Your answer must be the full listing, repeated word for word.

Input -

────────────────────────────────────────

PR #801, opened 2017-07-26
Secret Rotation + Improvements

wyattjoh:
## What does this PR do?

This extends the existing JWT system to support rotating secrets using any supported signing algorithm. This is designed to be backwards compatible with existing installations.

### DIFF
--- a/bin/cli-serve
+++ b/bin/cli-serve
@@ -90,7 +90,7 @@ async function onListening() {
   let bind = typeof addr === 'string'
     ? `pipe ${addr}`
     : `port ${addr.port}`;
-  console.log(`API Server Listening on ${bind}`);
+  debug(`API Server Listening on ${bind}`);
 }
 
 /**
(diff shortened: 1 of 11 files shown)


wyattjoh:
Note that docs for this are available on the #788 PR.

alinhle (approved):
This is an awesome job wyatt. I have one suggestion, but I don't want it to block your work, so I'm going to approve it and I let you decide whether or not to act on this suggestion:

I expected `config.js` to export something that is more or less a direct representation of the configuration values that the user passed in (+ default values).

```js
 const {
   JWT_SECRET,
   JWT_SECRETS,
   JWT_ALG,
   // ...
 } = require('../config');
```

While most value in `config` meet that expectation, unlike `JWT_SECRETS` or `JWT_ALT`,  `JWT_SECRET` has been replaced by one of the new secret classes which is the result of processing multiple `JWT_*` values.

Maybe it would be a better separation to move the _secrets initialisation_ out of the config and into another file like `secret.js` that consumes `JWT_SECRET` and  `JWT_SECRETS` from `config` and exports the secret object.

wyattjoh:
I've implemented the refactoring suggestion you've made @cvle :)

────────────────────────────────────────

Response to this exercise -
PR #801, opened 2017-07-26
Secret Rotation + Improvements

wyattjoh:
## What does this PR do?

This extends the existing JWT system to support rotating secrets using any supported signing algorithm. This is designed to be backwards compatible with existing installations.

### DIFF
--- a/bin/cli-serve
+++ b/bin/cli-serve
@@ -90,7 +90,7 @@ async function onListening() {
   let bind = typeof addr === 'string'
     ? `pipe ${addr}`
     : `port ${addr.port}`;
-  console.log(`API Server Listening on ${bind}`);
+  debug(`API Server Listening on ${bind}`);
 }
 
 /**
(diff shortened: 1 of 11 files shown)


wyattjoh:
Note that docs for this are available on the #788 PR.

alinhle (approved):
This is an awesome job wyatt. I have one suggestion, but I don't want it to block your work, so I'm going to approve it and I let you decide whether or not to act on this suggestion:

I expected `config.js` to export something that is more or less a direct representation of the configuration values that the user passed in (+ default values).

```js
 const {
   JWT_SECRET,
   JWT_SECRETS,
   JWT_ALG,
   // ...
 } = require('../config');
```

While most value in `config` meet that expectation, unlike `JWT_SECRETS` or `JWT_ALT`,  `JWT_SECRET` has been replaced by one of the new secret classes which is the result of processing multiple `JWT_*` values.

Maybe it would be a better separation to move the _secrets initialisation_ out of the config and into another file like `secret.js` that consumes `JWT_SECRET` and  `JWT_SECRETS` from `config` and exports the secret object.

wyattjoh:
I've implemented the refactoring suggestion you've made @cvle :)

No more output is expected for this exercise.